Recorded data
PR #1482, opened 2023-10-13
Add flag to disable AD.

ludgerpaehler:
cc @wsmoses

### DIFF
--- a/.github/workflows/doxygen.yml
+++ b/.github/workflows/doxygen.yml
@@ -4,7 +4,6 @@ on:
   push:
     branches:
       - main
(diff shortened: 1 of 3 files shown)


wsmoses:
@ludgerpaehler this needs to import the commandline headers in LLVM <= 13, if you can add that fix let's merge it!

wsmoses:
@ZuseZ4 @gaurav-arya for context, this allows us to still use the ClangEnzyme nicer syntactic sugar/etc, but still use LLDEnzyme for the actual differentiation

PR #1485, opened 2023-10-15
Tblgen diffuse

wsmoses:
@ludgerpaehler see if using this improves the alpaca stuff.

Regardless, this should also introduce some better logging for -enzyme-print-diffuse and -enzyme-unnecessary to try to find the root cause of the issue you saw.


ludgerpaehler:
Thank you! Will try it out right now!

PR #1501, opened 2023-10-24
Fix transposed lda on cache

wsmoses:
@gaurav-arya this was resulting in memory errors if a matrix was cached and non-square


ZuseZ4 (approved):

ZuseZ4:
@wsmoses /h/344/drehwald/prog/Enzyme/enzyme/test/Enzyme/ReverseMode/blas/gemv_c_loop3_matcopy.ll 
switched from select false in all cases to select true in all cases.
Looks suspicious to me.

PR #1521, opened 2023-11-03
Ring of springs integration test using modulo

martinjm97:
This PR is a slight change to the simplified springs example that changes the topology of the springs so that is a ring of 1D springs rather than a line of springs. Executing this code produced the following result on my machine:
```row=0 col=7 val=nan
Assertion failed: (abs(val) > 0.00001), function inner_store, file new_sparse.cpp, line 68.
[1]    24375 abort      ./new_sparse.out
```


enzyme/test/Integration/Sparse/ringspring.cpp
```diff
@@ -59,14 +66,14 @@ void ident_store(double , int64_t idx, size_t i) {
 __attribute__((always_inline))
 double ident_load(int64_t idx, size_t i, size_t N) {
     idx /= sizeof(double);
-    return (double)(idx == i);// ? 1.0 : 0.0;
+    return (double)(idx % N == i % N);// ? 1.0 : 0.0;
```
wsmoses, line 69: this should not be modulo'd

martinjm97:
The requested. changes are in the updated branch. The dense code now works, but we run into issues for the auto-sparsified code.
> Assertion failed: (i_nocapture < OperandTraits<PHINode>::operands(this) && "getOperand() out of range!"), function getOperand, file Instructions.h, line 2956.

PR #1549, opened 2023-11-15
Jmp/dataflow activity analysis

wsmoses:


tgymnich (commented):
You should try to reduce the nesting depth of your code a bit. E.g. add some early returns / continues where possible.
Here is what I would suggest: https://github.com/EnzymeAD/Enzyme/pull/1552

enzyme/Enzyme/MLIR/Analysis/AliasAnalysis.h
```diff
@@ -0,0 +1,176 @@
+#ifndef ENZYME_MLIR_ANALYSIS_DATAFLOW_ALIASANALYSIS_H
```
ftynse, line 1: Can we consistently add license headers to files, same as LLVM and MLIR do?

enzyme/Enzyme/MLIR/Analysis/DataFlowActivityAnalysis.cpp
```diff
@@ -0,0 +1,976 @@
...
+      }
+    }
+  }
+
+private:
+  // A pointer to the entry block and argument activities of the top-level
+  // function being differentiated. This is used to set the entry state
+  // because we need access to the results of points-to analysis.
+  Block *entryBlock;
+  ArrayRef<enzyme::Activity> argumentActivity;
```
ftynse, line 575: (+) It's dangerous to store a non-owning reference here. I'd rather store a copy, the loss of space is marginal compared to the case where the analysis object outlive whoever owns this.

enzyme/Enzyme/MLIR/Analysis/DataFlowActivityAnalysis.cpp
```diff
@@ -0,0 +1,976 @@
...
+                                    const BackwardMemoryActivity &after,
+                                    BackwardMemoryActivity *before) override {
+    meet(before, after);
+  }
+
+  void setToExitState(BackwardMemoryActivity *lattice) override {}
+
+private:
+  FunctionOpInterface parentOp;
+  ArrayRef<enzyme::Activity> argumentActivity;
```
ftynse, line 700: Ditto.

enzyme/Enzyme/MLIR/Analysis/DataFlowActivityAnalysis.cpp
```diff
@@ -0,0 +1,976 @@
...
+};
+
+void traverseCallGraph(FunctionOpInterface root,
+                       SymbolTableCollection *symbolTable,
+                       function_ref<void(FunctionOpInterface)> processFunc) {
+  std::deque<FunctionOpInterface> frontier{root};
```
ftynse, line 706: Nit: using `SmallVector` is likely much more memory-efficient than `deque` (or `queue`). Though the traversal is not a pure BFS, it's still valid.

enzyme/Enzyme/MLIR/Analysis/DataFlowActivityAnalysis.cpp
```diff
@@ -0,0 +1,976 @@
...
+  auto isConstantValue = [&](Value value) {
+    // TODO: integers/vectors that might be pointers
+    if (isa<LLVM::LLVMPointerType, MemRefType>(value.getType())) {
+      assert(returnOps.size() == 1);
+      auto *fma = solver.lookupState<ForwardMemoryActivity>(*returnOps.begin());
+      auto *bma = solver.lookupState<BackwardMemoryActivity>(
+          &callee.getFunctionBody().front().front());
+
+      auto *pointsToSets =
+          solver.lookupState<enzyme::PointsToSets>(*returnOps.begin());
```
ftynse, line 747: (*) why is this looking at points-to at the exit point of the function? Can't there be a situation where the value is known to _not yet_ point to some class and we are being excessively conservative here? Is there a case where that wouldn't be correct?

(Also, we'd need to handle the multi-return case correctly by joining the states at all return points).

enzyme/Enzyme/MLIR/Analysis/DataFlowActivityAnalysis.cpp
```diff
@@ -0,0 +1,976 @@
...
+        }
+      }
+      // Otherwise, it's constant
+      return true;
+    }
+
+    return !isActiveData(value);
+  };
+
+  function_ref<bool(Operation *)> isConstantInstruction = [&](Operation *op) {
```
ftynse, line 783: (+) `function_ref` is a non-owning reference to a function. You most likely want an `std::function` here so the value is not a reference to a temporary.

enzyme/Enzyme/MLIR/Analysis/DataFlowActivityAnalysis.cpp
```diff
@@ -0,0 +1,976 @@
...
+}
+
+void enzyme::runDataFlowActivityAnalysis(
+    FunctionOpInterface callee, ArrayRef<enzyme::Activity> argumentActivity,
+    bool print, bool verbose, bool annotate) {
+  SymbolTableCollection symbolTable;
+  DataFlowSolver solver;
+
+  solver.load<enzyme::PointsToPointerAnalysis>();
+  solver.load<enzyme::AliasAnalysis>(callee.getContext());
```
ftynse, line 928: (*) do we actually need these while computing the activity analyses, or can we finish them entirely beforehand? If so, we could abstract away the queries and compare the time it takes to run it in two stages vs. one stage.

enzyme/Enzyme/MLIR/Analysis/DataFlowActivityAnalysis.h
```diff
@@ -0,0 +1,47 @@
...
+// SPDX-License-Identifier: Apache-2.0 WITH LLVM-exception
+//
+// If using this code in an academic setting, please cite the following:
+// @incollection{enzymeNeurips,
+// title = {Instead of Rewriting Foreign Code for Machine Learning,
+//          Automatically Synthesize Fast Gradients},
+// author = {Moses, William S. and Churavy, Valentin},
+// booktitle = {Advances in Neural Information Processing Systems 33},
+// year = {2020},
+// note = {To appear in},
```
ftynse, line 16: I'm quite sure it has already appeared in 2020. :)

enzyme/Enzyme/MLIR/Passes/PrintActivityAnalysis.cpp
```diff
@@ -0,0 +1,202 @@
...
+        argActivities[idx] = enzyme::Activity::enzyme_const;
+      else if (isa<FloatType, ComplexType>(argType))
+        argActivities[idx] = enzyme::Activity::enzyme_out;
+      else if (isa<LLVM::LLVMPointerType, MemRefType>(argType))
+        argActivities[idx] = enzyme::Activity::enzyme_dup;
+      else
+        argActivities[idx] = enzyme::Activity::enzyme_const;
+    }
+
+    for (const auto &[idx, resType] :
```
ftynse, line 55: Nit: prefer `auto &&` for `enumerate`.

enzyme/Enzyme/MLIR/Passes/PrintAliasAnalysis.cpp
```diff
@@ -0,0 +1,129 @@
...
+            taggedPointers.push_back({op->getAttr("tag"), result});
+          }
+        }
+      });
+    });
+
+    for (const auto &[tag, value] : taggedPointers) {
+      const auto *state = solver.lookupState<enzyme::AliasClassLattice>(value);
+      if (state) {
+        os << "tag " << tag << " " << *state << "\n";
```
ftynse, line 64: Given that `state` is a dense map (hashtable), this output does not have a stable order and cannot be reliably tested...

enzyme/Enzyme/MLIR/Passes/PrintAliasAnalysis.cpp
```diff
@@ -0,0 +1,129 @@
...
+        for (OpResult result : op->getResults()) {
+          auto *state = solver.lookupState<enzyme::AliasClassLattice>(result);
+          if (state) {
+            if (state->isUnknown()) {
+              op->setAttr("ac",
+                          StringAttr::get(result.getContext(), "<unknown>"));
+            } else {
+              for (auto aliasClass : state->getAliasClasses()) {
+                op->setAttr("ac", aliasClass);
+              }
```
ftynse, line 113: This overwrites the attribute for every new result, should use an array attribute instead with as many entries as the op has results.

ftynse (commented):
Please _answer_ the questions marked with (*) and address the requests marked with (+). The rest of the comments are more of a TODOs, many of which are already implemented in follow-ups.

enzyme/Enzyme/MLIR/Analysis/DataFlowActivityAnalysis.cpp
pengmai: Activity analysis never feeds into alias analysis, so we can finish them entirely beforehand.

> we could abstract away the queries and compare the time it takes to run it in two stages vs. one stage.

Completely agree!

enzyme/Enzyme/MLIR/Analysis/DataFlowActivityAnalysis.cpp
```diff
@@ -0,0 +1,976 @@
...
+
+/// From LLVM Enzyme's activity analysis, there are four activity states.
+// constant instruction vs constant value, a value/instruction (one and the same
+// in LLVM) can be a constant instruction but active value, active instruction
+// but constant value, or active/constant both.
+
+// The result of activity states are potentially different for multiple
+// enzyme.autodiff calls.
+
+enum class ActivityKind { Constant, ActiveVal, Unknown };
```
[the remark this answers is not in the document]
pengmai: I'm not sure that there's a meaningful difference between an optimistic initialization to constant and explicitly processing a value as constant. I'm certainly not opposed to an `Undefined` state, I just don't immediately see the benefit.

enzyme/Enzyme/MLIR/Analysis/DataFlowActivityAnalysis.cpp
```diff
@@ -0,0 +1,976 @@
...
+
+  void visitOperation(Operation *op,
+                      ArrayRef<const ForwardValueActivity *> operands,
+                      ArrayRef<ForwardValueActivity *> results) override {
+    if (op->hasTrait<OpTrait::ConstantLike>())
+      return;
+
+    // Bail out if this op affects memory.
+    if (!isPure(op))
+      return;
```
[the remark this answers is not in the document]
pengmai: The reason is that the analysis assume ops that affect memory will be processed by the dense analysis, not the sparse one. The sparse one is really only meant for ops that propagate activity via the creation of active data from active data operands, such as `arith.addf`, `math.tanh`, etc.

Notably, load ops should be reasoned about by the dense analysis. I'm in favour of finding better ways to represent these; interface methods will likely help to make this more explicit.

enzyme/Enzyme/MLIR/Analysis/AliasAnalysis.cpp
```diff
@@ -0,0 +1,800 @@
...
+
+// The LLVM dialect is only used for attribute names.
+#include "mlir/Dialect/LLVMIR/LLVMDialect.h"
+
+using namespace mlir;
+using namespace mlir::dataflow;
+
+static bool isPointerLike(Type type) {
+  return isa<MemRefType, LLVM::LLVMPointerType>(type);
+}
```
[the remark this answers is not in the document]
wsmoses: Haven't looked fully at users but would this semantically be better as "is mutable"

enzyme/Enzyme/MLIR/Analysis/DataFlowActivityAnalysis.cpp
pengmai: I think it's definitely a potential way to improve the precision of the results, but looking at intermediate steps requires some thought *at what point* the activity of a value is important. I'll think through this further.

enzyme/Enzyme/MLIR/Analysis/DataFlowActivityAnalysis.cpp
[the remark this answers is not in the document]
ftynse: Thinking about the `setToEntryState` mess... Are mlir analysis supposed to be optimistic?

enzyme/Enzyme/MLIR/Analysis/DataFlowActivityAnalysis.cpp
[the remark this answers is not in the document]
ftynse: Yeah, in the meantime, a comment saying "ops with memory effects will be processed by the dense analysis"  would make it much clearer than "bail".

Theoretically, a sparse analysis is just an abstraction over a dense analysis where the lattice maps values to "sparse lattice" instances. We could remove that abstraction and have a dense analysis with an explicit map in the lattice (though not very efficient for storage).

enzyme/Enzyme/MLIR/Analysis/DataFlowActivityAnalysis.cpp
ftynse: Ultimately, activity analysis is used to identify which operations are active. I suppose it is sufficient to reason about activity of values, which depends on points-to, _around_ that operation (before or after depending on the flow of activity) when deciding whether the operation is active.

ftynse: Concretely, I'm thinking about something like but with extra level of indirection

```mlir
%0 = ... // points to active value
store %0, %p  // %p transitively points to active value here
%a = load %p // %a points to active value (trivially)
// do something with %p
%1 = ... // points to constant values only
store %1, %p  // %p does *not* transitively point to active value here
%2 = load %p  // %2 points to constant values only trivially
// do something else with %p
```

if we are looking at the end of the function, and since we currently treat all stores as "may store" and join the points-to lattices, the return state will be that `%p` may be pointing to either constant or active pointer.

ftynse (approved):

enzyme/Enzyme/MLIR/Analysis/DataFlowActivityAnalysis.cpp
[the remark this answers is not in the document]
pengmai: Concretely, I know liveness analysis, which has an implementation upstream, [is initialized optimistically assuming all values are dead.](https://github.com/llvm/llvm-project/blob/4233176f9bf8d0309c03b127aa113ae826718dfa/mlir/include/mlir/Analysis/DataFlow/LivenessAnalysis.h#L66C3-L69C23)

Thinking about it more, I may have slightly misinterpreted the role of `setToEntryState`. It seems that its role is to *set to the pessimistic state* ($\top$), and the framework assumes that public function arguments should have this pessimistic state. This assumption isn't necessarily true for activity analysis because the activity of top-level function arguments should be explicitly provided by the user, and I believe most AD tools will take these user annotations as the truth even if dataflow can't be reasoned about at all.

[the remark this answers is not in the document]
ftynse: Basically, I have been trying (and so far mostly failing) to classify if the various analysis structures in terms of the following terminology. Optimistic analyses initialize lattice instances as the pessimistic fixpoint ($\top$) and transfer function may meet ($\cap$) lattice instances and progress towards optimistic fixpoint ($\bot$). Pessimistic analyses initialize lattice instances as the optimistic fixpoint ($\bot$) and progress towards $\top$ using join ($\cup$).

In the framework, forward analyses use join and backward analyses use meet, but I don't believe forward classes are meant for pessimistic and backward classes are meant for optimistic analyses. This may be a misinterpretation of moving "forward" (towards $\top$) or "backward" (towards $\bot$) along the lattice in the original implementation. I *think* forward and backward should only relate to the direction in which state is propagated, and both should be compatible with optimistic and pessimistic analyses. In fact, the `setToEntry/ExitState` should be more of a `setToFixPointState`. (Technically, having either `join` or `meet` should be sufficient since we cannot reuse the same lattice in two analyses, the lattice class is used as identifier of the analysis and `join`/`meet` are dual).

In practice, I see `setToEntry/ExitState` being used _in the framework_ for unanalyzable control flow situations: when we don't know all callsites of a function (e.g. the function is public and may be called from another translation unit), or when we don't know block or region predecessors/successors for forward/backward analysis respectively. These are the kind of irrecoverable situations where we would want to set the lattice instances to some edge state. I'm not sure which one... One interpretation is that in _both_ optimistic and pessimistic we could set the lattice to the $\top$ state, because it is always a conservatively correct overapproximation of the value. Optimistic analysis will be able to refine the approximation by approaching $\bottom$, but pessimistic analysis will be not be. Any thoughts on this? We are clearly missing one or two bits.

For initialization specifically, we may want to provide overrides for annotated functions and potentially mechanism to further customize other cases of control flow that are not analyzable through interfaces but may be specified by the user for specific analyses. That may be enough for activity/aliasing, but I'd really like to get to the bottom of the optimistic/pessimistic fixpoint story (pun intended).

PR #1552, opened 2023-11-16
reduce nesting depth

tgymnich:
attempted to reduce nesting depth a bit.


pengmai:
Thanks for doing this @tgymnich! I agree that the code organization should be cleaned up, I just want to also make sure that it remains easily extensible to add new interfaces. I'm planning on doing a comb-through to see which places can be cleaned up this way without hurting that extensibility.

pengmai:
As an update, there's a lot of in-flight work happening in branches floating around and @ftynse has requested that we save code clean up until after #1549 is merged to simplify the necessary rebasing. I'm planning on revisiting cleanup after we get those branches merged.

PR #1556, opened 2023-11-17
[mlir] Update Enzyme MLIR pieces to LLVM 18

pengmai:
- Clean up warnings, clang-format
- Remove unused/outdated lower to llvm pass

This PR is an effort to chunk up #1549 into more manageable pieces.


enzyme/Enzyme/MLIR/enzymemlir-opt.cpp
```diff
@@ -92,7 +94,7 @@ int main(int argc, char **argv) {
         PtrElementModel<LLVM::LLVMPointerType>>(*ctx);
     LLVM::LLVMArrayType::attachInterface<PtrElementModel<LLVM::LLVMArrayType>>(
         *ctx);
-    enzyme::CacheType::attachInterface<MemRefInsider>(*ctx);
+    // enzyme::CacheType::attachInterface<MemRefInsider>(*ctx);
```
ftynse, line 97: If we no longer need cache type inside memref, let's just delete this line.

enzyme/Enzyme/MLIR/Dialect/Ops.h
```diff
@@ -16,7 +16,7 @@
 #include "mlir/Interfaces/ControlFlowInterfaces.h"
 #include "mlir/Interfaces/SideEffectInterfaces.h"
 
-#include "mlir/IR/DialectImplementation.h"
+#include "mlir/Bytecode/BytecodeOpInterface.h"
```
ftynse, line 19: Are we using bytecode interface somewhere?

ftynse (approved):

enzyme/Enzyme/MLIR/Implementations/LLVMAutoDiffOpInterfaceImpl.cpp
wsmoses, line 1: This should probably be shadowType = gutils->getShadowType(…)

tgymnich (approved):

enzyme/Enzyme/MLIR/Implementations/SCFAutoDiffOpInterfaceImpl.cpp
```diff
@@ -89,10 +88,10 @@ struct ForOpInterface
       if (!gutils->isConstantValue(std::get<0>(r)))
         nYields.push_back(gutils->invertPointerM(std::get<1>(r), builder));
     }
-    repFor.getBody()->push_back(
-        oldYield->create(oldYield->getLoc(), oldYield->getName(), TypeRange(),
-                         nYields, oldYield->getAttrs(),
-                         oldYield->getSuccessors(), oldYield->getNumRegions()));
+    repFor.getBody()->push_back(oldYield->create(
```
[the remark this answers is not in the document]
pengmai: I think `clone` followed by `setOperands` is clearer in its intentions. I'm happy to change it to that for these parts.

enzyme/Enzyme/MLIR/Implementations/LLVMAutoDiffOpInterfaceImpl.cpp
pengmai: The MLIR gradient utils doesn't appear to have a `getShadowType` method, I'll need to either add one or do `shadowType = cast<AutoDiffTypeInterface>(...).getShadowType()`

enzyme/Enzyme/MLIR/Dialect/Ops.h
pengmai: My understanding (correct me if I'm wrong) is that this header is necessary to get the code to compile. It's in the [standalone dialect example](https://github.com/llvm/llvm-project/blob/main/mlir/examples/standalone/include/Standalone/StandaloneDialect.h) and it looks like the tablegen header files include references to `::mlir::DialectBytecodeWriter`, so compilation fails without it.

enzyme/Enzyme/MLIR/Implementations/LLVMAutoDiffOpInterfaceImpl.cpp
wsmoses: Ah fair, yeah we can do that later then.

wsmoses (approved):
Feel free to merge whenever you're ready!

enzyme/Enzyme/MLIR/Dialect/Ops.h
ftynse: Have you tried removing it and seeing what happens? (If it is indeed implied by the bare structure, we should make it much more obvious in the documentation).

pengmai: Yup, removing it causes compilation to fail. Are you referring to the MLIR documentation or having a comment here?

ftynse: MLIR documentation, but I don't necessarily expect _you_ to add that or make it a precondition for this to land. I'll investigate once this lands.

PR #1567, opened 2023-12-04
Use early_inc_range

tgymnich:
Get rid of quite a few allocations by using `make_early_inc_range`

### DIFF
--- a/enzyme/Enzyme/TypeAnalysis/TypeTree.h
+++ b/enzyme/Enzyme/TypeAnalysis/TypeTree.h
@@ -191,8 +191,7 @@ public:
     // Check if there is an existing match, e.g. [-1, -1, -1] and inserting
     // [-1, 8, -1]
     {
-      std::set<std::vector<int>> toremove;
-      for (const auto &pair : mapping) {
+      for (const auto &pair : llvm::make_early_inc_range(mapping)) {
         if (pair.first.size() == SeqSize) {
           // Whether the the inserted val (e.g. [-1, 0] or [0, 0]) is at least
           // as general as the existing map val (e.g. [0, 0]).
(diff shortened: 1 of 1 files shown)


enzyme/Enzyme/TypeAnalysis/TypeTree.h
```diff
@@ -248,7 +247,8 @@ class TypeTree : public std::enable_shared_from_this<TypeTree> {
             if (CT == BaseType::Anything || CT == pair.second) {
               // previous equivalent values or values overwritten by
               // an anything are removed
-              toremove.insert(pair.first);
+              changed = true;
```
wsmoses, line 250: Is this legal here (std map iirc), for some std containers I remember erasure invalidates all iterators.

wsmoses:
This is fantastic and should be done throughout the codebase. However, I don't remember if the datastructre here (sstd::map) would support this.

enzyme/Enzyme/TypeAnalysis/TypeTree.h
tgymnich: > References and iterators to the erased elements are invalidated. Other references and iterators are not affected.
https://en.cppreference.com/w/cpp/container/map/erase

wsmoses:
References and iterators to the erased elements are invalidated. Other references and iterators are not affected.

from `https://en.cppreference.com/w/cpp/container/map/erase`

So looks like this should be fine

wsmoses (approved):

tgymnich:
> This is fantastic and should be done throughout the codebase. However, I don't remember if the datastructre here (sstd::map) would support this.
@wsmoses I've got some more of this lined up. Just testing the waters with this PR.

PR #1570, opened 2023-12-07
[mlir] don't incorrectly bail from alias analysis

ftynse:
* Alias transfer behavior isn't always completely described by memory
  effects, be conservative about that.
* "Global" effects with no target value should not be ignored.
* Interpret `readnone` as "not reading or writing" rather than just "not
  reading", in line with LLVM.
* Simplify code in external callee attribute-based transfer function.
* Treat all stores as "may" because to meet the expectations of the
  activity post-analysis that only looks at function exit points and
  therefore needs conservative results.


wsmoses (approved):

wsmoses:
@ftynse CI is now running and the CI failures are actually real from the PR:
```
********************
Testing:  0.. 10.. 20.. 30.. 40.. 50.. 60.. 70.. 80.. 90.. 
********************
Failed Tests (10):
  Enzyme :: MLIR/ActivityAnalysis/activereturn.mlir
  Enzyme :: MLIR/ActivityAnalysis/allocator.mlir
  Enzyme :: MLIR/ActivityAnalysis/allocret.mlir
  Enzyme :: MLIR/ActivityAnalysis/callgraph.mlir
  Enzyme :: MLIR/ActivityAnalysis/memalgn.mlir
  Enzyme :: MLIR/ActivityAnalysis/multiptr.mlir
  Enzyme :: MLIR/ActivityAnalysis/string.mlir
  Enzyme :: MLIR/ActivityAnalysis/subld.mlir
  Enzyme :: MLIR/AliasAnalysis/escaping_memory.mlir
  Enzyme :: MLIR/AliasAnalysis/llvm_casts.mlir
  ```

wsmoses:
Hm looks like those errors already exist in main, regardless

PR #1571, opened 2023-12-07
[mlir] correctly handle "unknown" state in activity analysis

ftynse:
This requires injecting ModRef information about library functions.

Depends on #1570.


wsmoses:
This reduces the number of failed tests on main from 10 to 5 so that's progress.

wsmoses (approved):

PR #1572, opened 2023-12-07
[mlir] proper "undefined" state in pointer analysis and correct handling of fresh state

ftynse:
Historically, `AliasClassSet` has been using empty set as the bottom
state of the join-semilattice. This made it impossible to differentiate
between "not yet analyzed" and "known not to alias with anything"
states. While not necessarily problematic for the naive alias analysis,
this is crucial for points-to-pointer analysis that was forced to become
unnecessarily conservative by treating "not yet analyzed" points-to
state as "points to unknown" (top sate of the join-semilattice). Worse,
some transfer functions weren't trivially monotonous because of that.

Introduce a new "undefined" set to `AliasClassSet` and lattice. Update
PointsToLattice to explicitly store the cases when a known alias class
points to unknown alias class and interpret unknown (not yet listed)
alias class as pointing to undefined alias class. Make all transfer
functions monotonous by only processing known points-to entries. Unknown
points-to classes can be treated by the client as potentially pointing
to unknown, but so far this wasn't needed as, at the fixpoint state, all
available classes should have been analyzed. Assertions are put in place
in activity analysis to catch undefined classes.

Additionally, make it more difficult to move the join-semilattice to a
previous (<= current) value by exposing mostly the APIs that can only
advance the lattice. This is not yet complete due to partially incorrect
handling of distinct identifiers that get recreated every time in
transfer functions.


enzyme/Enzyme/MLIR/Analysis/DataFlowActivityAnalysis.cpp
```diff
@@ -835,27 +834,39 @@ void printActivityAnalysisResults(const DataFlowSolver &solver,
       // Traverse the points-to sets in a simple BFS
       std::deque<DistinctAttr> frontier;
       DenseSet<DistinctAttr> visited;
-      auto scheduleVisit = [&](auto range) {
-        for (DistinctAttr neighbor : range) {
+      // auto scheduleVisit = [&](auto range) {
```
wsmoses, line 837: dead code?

*Work instruction*
Copy each line above that contains the word "symbolTable".

*Response*
+                       SymbolTableCollection *symbolTable,
+  SymbolTableCollection symbolTable;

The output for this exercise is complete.